Los mayores todavía pensaban que lo que no debía hacerse era porque no debía hacerse, pero los más jóvenes se reían de ellos y mantenían que podía hacerse todo mientras que no te castigasen los autómatas. Pero los autómatas eran simples máquinas que de vez en cuando se estropeaban, y cuando una de ellas lo hacía cundía el crimen alrededor. Los expertos en manejar autómatas pudieron evitar su vigilancia y alguno de ellos comenzó a recibir sobornos para que fallasen en el momento adecuado.

Desde la terraza de su palacio el emperador, junto al autómata que le protegía, podía ir localizando en la noche, por el incendio de los pillajes, los puntos en los que iban estropeándose, como cada día, los autómatas. Y mandó llamar al ejército de las fronteras. Los pocos autómatas que todavía no habían sido reprogramados para la corrupción se lanzaron contra los soldados al verles esgrimir armas, y la batalla duró meses. Destruyeron a todos los autómatas, el emperador se rodeó de una guardia leal, protegieron con fieros y fieles soldados el tesoro, y el ejército cayó como una maldición apocalíptica sobre todo el imperio para restablecer el orden.
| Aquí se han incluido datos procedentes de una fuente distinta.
PR #391, opened 2026-05-27
Use static.crates.io to download crates

### LINKED ISSUE #390: crates.io returns 403 when downloading dependencies (2026-05-27)
Building with `naersk` now results in errors like this:
```
download-netlink-packet-utils>   0      0   0      0   0      0      0      0                              0
download-netlink-packet-utils> curl: (22) The requested URL returned error: 403
download-netlink-packet-utils> Warning: Problem (retrying all errors). Retrying in 4 seconds. 1 retry left.
download-ed25519-dalek>   0      0   0      0   0      0      0      0                              0
download-ed25519-dalek> curl: (22) The requested URL returned error: 403
download-ed25519-dalek> Warning: Problem (retrying all errors). Retrying in 4 seconds. 1 retry left.
download-gif>   0      0   0      0   0      0      0      0                              0
download-gif> curl: (22) The requested URL returned error: 403
download-gif> Warning: Problem (retrying all errors). Retrying in 4 seconds. 1 retry left.
```

Here `fetchurl` is used in `naersk`:
https://github.com/nix-community/naersk/blob/efdddff9ff4d8e7d0056d57ec67dac50f75ab8f6/build.nix#L435-L440

There are attempts to fix the problem in nixpkgs by setting the user agent, see https://github.com/NixOS/nixpkgs/pull/524986 and https://github.com/NixOS/nixpkgs/pull/512735 and https://github.com/rust-lang/crates.io/issues/13482 and other relate issues.

link2xt:
Closes #390 

This is similar to https://github.com/NixOS/nixpkgs/pull/524985

### DIFF
--- a/build.nix
+++ b/build.nix
@@ -435,7 +435,7 @@ let
       crate = fetchurl {
         inherit sha256;
 
-        url = "${cratesDownloadUrl}/api/v1/crates/${name}/${version}/download";
+        url = "${cratesDownloadUrl}/${name}/${version}/download";
         name = "download-${name}-${version}";
       };
 
--- a/README.md
+++ b/README.md
@@ -241,7 +241,7 @@ Note that you shouldn't call `overrideAttrs` on a derivation built by Naersk
 | `gitAllRefs` | Whether to fetch all refs while fetching Git dependencies. Useful if the wanted revision isn't in the default branch. Requires Nix 2.4+. Default: `false` |
 | `gitSubmodules` | Whether to fetch submodules while fetching Git dependencies. Requires Nix 2.4+. Default: `false` |
 | `additionalCargoLock` | Additional cargo lock used to specify crates required for build |
-| `cratesDownloadUrl` | Url for downloading crates from an alternative source Default: `"https://crates.io"` |
+| `cratesDownloadUrl` | Url for downloading crates from an alternative source Default: `""https://static.crates.io/crates"` |
 | `cargoBuild` | The command to use for the build. The argument must be a function modifying the default value. <br/> Default: `''cargo $cargo_options build $cargo_build_options >> $cargo_build_output_json''` |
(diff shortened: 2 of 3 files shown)


build.nix
```diff
@@ -435,7 +435,7 @@ let
       crate = fetchurl {
         inherit sha256;
 
-        url = "${cratesDownloadUrl}/api/v1/crates/${name}/${version}/download";
```
link2xt, line 438: This is a breaking change for users of `cratesDownloadUrl` because we don't append `api/v1/crates` anymore.

link2xt: But I guess users will figure it out and can add this to the URL manually.

lriesebos:
I was keeping an eye open for this PR since I was suffering from this issue, but that seems to have solved itself automatically for me at least? maybe crates.io reverted some change that caused this problem in the first place?

komar007:
@lriesebos 
I am pretty sure I had the same automatic fix happen to me.
Here is my failed build: https://github.com/komar007/komar-os/actions/runs/26474920347/job/78339869321
It failed on anstream-0.6.19 which is in the Cargo.lock of the current nix-community/comma: https://github.com/nix-community/comma/blob/218175027871fc8f51735d3e5ab38f945e3a0e2f/Cargo.lock#L16 and I am rather certain I don't have any instance of that version used elsewhere. Comma uses naersk to build and at some point setting comma's naersk input to this PR fixed the issue: https://github.com/komar007/komar-os/commit/59d9f2b9415ef900e3e0c230571f425b296cc2fc.
Now, my HM config happily builds without it.
Unfortunately, a re-run of the original failed build fails for a different reason (another crate, then built with nixpkgs-25.11 when it was still affected), so I cannot directly prove the change in crates.io API, because I would be building a different derivation.

nmattia (approved):
LGTM, thanks a lot for the fix!

PR #393, opened 2026-06-08
Fix .cargo-home/config and config.toml warning

dly04:
This PR fixes the warning
```
warning: Both `/build/source/.cargo-home/config` and `/build/source/.cargo-home/config.toml` exist. Using `/build/source/.cargo-home/config`
```
Although it hinted us to create a symlink in #325 , it seems that now it would prefer only one of `.cargo-home/config` and `.cargo-home.toml` .

### DIFF
--- a/build.nix
+++ b/build.nix
@@ -244,8 +244,6 @@ let
       mkdir -p $CARGO_HOME
 
       cp "$cargoconfig" $CARGO_HOME/config.toml
-      # symlink for backwards compatibility with older cargo
-      ln -s ./config.toml $CARGO_HOME/config
 
       runHook postConfigure
     '';


build.nix
```diff
@@ -243,9 +243,15 @@ let
       export CARGO_HOME=''${CARGO_HOME:-$PWD/.cargo-home}
       mkdir -p $CARGO_HOME
 
-      cp "$cargoconfig" $CARGO_HOME/config.toml
-      # symlink for backwards compatibility with older cargo
-      ln -s ./config.toml $CARGO_HOME/config
+      # .cargo-home/config.toml is introduced and preferred in 1.39: 
+      # https://doc.rust-lang.org/nightly/cargo/CHANGELOG.html#cargo-139-2019-11-07
+      IFS=. read -r cargo_version_major cargo_version_minor _ <<< "$cargo_version"
+      if (( cargo_version_major > 1 || cargo_version_major == 1 && cargo_version_minor >= 39 ));
```
nmattia: Thanks! I'd say let's just use `config.toml`. It's been supported for a while; we can re-add the `if` if anyone complains.

dly04: Yes sure.

nmattia (approved):

nmattia:
Thank you @dly04 !

PR #1140, opened 2026-03-26
fix: ts build

MailineN:


next/src/api/personalization.test.ts
```diff
@@ -66,13 +66,14 @@ it('Get personalization data works', async () => {
   expect(res).toEqual(mockData);
 });
 
-it('Delete personalization data works', async () => {
+it('Delete personalization data throws on 404', async () => {
```
chloe-renaud: Why is the 204 test replaced?

next/src/components/variables/form/VariableForm.tsx
```diff
@@ -27,7 +28,7 @@ type Props = {
   /** Label to display on the submit button */
   submitLabel: string;
   /** Available scopes with the mapping between id and name. */
-  scopes: Map<string, string>;
+  scopes?: Scopes;
```
chloe-renaud: I'd rather remove `Scopes` type entirely and replace it with `Map<string, string>` everywhere.

next/src/components/questionnaires/create/CreateQuestionnaireForm.tsx
```diff
@@ -1,13 +1,14 @@
-import { useMutation, useQueryClient } from '@tanstack/react-query';
-import { useNavigate } from '@tanstack/react-router';
-import toast from 'react-hot-toast';
-import { useTranslation } from 'react-i18next';
+import { useMutation, useQueryClient } from "@tanstack/react-query";
```
chloe-renaud: The `''` should not be replaced with `""`. Check the prettier configuration.

chloe-renaud (changes requested):

MailineN:
Feel free to discuss the prettier conf, I also added a lib to automatically sort import (I can remove it if you don't want it)

QRuhier (approved):

PR #1145, opened 2026-04-14
fix(legacy): crash when codeList not in store

QRuhier:
Crash when loading a questionnaire, with a question using a codeList that is not in the codesLists store in the model.
(bug added by UCQ based on a variable)

Happens currently when we have simultaneously multiple versions of a same nomenclature (since nomenclature are not well handled for now, the old versions are sometimes removed from the store in the model...)

### DIFF
--- a/CHANGELOG.md
+++ b/CHANGELOG.md
@@ -9,7 +9,7 @@ and this project adheres to [Semantic Versioning](https://semver.org/spec/v2.0.0
 
 ### Fixed
 
-- Questionnaire can now be loaded if a question uses a code list (or nomenclature) that does not exist anymore. It can happen if an existing question used a previous version of a nomenclature.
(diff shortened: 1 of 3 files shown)


CHANGELOG.md
```diff
@@ -7,6 +7,10 @@ and this project adheres to [Semantic Versioning](https://semver.org/spec/v2.0.0
 
 ## [Unreleased]
 
+### Fixed
+
+- Questionnaire can now be loaded if a question uses a code list (or nomenclature) that does not exist anymore. It can happen if an existing question used a previous version of a nomenclature.
```
chloe-renaud:
```suggestion
- Questionnaire loading no longer crash when a question uses a code list (or nomenclature) that does not exist anymore. It could happen when an existing question used a previous version of a nomenclature.
```

chloe-renaud (changes requested):

chloe-renaud (approved):

CHANGELOG.md
nsenave: typo: crashes

PR #1151, opened 2026-04-20
feat: add filter for ucq based on a variable

QRuhier:


QRuhier:
Needs to be done in Pogues-bo & Eno before merging
Or we can add a feature flag for not showing the optionFilter field in form (no risk of regression)

laurentC35:
⚠️ pogues-model in version 1.15.5 is required in pogues-api and Eno !

need somes adpatation in Eno

QRuhier:
@laurentC35 Yeah i did https://github.com/InseeFr/Eno/pull/1384
But when checking quickly with @nsenave it seems we have issue with ddi so it would need some changes

QRuhier:
In the end we did not change the model : for ddi reason, we keep `OptionFilter` in the Question, assuming we handle it only for UCQ.
Then we disabled the field for filtering in table.

chloe-renaud (approved):
Nice, love the comments, tests and changelog :)

PR #1161, opened 2026-05-22
feat: add contact mail env var

MailineN:


laurentC35 (changes requested):
The environment variable is missing from the `.env` file.

Everything else is perfect

laurentC35 (approved):

PR #1167, opened 2026-06-05
feat: use nomenclatures end point

laurentC35:
Need the end-point from the backend (api/nomenclatures)

Feel free to improve it


QRuhier (approved):
Wonderful !

PR #1169, opened 2026-06-11
fix: variables version scopes

laurentC35:


QRuhier (approved):

chloe-renaud:
What does it fix exactly? Was the page crashing before when, no scopes were provided?

PR #1175, opened 2026-07-06
feat: handle validation errors from API

laurentC35:


QRuhier (approved):
That was fun to do this :-D

PR #1180, opened 2026-07-17
fix(legacy): remove depreacted dataCollection reference

laurentC35:


MailineN (changes requested):
You forgot to update the changelog, but other than that, it looks good to me

MailineN (approved):

PR #1186, opened 2026-08-04
refactor: series are now optionals in details form

MailineN:


package.json
```diff
@@ -20,6 +20,7 @@
   "devDependencies": {
     "@eslint/js": "^9.17.0",
     "@trivago/prettier-plugin-sort-imports": "^6.0.2",
+    "lodash-es": "^4.17.21",
```
laurentC35: Do you really need this dependency ?

MailineN: It wasn't building without it (I probably messed up something trying to bump packages version sorry ˆˆ)

laurentC35: Ok, we have to remove it later

laurentC35:
Apart from the issue of dependencies, it’s ok for me

PR #1196, opened 2026-08-06
feat(fix): short name field in questionnaire details page

MailineN:


MailineN:
Don't mind the duplication, it is because I just added a field to the form

laurentC35 (changes requested):
You have to control name value.

Like in this form https://github.com/InseeFr/Pogues/blob/main/next%2Fsrc%2Fcomponents%2Fvariables%2Fform%2FVariableForm.tsx#L190

MailineN:
> You have to control name value.
> 
> Like in this form https://github.com/InseeFr/Pogues/blob/main/next%2Fsrc%2Fcomponents%2Fvariables%2Fform%2FVariableForm.tsx#L190

I added a form validation check instead of a conversion. I think it's less surprising for the user if they notice that the saved value matches their input.

PR #1238, opened 2026-08-22
feat: update VTL editor, align legacy on React 19, add standalone mode

NicoLaval:
- Standalone mode to run without Keycloak/API (in-memory mock, `dev:standalone` / `pnpm standalone`, docs updated)
- Bump `@making-sense/antlr-editor` to 2.9.4 to fix VTL script validation errors in the UI (empty / partial expressions)
- Legacy aligned on React 19 with next (Module Federation, Monaco / VTL 2.1)
- Cleanup: drop enzyme and obsolete specs; small CSS fixes (fonts / Tailwind layers)
- Next: mock API wiring, VTL editor, and legacy remote follow the same stack
- Skip SonarCloud/SonarQube CI jobs on fork PRs (no Sonar token); still run on InseeFr pushes and internal PRs


laurentC35:
ça a l'air en good en première lecture !
Le passage à React 19 nous enlèverai une épine du pied !

Cependant, quelques fonctionnalité ne fonctionnent plus:
- "Voir le detail" d'une question fait cracher l'application (legacy seul ou next & legacy ensemble)
- De manière générale, le formulaire pour ajouter une Question ne fonctionne pas
- En mode next+legacy ensemble, la barre permettant l'ajout de Question, Séquence, Boucle & Filtre, Sauvegarde, etc disparait

NicoLaval:
@laurentC35, thanks for the review.

Root cause: under React 19, `defaultProps` on function components (and on `forwardRef` / `connect` / `reduxForm` HOCs) are no longer applied.

Fixes:
- migrate `defaultProps` to defaults in destructuring
- add a `reduxFormNamed` wrapper that passes `form` explicitly
- restore defaults / explicit props on containers that still relied on `defaultProps`

Keep me informed.

NicoLaval:
Hello,

A few extra commits on top of the VTL / React 19 work:

- bumped dependencies
- added a way to run against a local Pogues-API without Keycloak (pnpm dev:api / preview:api), with README notes
- documented that dropping a questionnaire file with the same id overwrites the one in the DB

I also merged main (3.8.0) to clear the conflicts. We kept our stack and took the releases page from main.

laurentC35:
@NicoLaval 
Bad news, for generation purpose and historical reason.
It is requested that the dollar symbol '$' be permitted. (to detect variable for DDI géneration), based on XSLT.

That said, this change is desirable in the long term, and the team is excited at the prospect of doing away with the dollar signs around variables.

However, this will be done at a later stage. Not during the migration to React 19.

We need to examine the entire build chain (DDI, Lunatic with Eno) to properly assess the impact of removing the dollar signs.

In the meantime, is it possible to have some sort of exception for the dollar sign?

This could be done either by overriding the VTL editor in Pogues directly (without breaking the new version of the editor)?

Or, taking an even more ‘brutal’ approach, we could implement a way to detect the specific dollar sign error and ignore it (make it non-blocking) when validating a form using the VTL editor.

NicoLaval:
Agreed, we will not remove `$VAR$` as part of the React 19 / VTL editor migration.

I added a commit to temporary have a silent Pogues-side exception (legacy + next) so now, `$` VTL lexer/parser errors are non-blocking for form validation. Stored values keep `$VAR$` as today, we did not fork/override the VTL grammar in the editor package.

I also added [an issue](https://github.com/InseeFr/Pogues/issues/1246) to help you to give up this trick.

PR #1245, opened 2026-09-17
feat: prevent release request when there is already one for the current version

MailineN:


laurentC35 (changes requested):
Mini review

For getting id of latest version, you should use this end-point : _`/api/persistence/questionnaire/{poguesId}/version/last`

It returns something like that

```json
{
  "id": "0faeeafa-d715-43c7-beeb-d83d421eb2dd",
  "poguesId": "poguesId",
  "timestamp": "2026-09-17T08:48:41.235219Z",
  "day": "2026-09-17T00:00:00.000Z",
  "data": null,
  "author": "guest"
}
```

It's more efficient than getting all versions

QRuhier (commented):
Except for getting last version from existing endpoint, good for me !

QRuhier (approved):

Issue #1315, opened 2023-07-07
Content Dialog backdrop not displaying over custom TitleBar


BrancheyJuhas:
### Which version of the app?

WinUI 3 Gallery

### Description

The backdrop that shows over the window does not extend into the non-system title bar when the ContentDialog is displayed. This is causing an inconsistent design and can lead to confusion and unwanted result, because the problem remains still, even if the sample code is copied by the user.

### Screenshots

![Dialog Box Bug](https://github.com/microsoft/WinUI-Gallery/assets/98485942/23839ffa-e432-441a-9c92-7579c1a45d92)

### Windows version

Windows 11 22H2 (22621)

Jay-o-Way:
External issue: https://github.com/microsoft/microsoft-ui-xaml/issues/6534

PR #1316, opened 2023-07-07
ContentDialog backdrop fix

BrancheyJuhas:
This code applies overlay to the title bar of a ContentDialogExample instance.

## Description
Using VisualTreeHelper, which allows for navigation of the visual tree in Windows UI XAML, the parent and child instances of the dialog object are accessed. The first child is a rectangle that represents the title bar of the window frame. The rectangle margin is set to zero, which is used to make the overlay fill the title bar. A callback is also registered to handle a change of margin property in the rectangle. When the margin property changes to its original value, the overlay is removed by the sender.ClearValue(dp) method. 

## Motivation and Context
Extending the backdrop into the titlebar can provide a more seamless visual experience and better integration with the overall theme of the application, not resulting in inconsistant results provided to user.  https://github.com/microsoft/WinUI-Gallery/issues/1315

## How Has This Been Tested?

El emperador agonizaba. Las nuevas cárceles estaban abarrotadas, y corría la sangre de los cientos de ejecutados cotidianamente, en las escuelas y en las familias se comenzaba a contar a los pequeños que las cosas que no se podían hacer no se podían hacer por respeto a las leyes. Y debería pasar mucho tiempo hasta que ese respeto a las leyes fuera un valor primordial. Después, mucho después, pero mucho después, quizá podría volverse a contar que las cosas que no pueden hacerse no pueden hacerse porque no pueden hacerse.

El último pensamiento del emperador fue hacia aquel día en que se indignó cuando leyó en un libro que en su país reinaba la seguridad.